# [TASK GOAL]
Output only the lines of the entries that follow, starting at the one with "datapythonista, line 5: Why" and running down to the one with "PR #1129, opened 2022-03-10", both included and unchanged.

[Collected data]
● ● ● ● ●

PR #1126, opened 2022-03-10
CLN: clean stats functions

fangchenli:


test/test_statistics.py
```diff
@@ -1,14 +1,13 @@
 # Licensed under a 3-clause BSD style license - see LICENSE.rst
 
-import math
 import random
 import warnings
+from math import factorial, inf
```
datapythonista, line 5: Why do you prefer this way? It doesn't feel like using `math.inf` in the code is too verbose. And I think it's clearer, since reading the code, without checking the imports you know whether it's `math.inf`, `numpy.inf`, the previously used here `inf = float('inf')` or something else.

datapythonista:
Thanks @fangchenli, very nice clean up

PR #1127, opened 2022-03-10
Replace format() function with f-strings

LucyJimenez:
Change f-strings instead `.format()` on `asv/console.py`.


LucyJimenez:
@datapythonista, this PR is ready for your review. Thanks a lot!

asv/console.py
```diff
@@ -218,8 +218,7 @@ def _stream_formatter(self, record):
         continued = getattr(record, 'continued', False)
 
         if self._total:
-            progress_msg = '[{0:6.02f}%] '.format(
-                (float(self._count) / self._total) * 100.0)
+            progress_msg = f'[{(float(self._count) / self._total) * 100.0:6.02f}%] '
```
datapythonista, line 221: This is very difficult to read, you can define a variable instead.

asv/console.py
```diff
@@ -218,8 +218,8 @@ def _stream_formatter(self, record):
         continued = getattr(record, 'continued', False)
 
         if self._total:
-            progress_msg = '[{0:6.02f}%] '.format(
-                (float(self._count) / self._total) * 100.0)
+            percentage = (float(self._count) / self._total) * 100.0
+            progress_msg = f'[{percentage:6.02f}%] '
```
datapythonista, line 222: The original code wasn't great. In Python you can actually do this:
```python
>>> value = .2
>>> f'{value:.2%}'
'20.00%'
```

Also, converting `self._count` to `float` only made sense in Python 2, in Python 3 it's not needed. So, this could be something like (make sure we're not changing the result):
```python
progress_msg = f'[{self._count / self._total:6.02%}] '
```

LucyJimenez: Done! thanks for the suggestion :)

PR #1129, opened 2022-03-10
Replace format() function with f-strings on asv/benchmark.py

LucyJimenez:
Change f-strings instead `.format()` on `asv/benchmark.py`


LucyJimenez:
@datapythonista Do you know the best way to replace the `.format()` function in those cases? Could you please help me?

image

image

dorothykiz1:
@LucyJimenez, I think you can declare with a variable and call that variable in the `f string `to make it more readable

datapythonista:
> @datapythonista Do you know the best way to replace the `.format()` function in those cases? Could you please help me?
> 
> image
> 
> image

Can you add this as a comment in the relevant code, instead of having an image, so I can comment over the code, or copy it, please?

I'd probably use `'    ' + src.replace(...)`

asv/benchmark.py
```diff
@@ -344,7 +342,8 @@ def get_source_code(items):
             src = "class {0}:\n    {1}".format(
                 class_name, src.replace("\n", "\n    "))
         elif class_name:
-            src = "    {0}".format(src.replace("\n", "\n    "))
+            nl = '\n'
+            f"    {src.replace(nl, nl+'    ')}"
```
datapythonista, line 346: This doesn't make sense.

datapythonista, line 346:
```suggestion
            src = "    " + src.replace("\n", "\n    ")
```

datapythonista:
Thanks @LucyJimenez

● ● ● ● ●

# [COMPLETED TASK]
datapythonista, line 5: Why do you prefer this way? It doesn't feel like using `math.inf` in the code is too verbose. And I think it's clearer, since reading the code, without checking the imports you know whether it's `math.inf`, `numpy.inf`, the previously used here `inf = float('inf')` or something else.

datapythonista:
Thanks @fangchenli, very nice clean up

PR #1127, opened 2022-03-10
Replace format() function with f-strings

LucyJimenez:
Change f-strings instead `.format()` on `asv/console.py`.


LucyJimenez:
@datapythonista, this PR is ready for your review. Thanks a lot!

asv/console.py
```diff
@@ -218,8 +218,7 @@ def _stream_formatter(self, record):
         continued = getattr(record, 'continued', False)
 
         if self._total:
-            progress_msg = '[{0:6.02f}%] '.format(
-                (float(self._count) / self._total) * 100.0)
+            progress_msg = f'[{(float(self._count) / self._total) * 100.0:6.02f}%] '
```
datapythonista, line 221: This is very difficult to read, you can define a variable instead.

asv/console.py
```diff
@@ -218,8 +218,8 @@ def _stream_formatter(self, record):
         continued = getattr(record, 'continued', False)
 
         if self._total:
-            progress_msg = '[{0:6.02f}%] '.format(
-                (float(self._count) / self._total) * 100.0)
+            percentage = (float(self._count) / self._total) * 100.0
+            progress_msg = f'[{percentage:6.02f}%] '
```
datapythonista, line 222: The original code wasn't great. In Python you can actually do this:
```python
>>> value = .2
>>> f'{value:.2%}'
'20.00%'
```

Also, converting `self._count` to `float` only made sense in Python 2, in Python 3 it's not needed. So, this could be something like (make sure we're not changing the result):
```python
progress_msg = f'[{self._count / self._total:6.02%}] '
```

LucyJimenez: Done! thanks for the suggestion :)

PR #1129, opened 2022-03-10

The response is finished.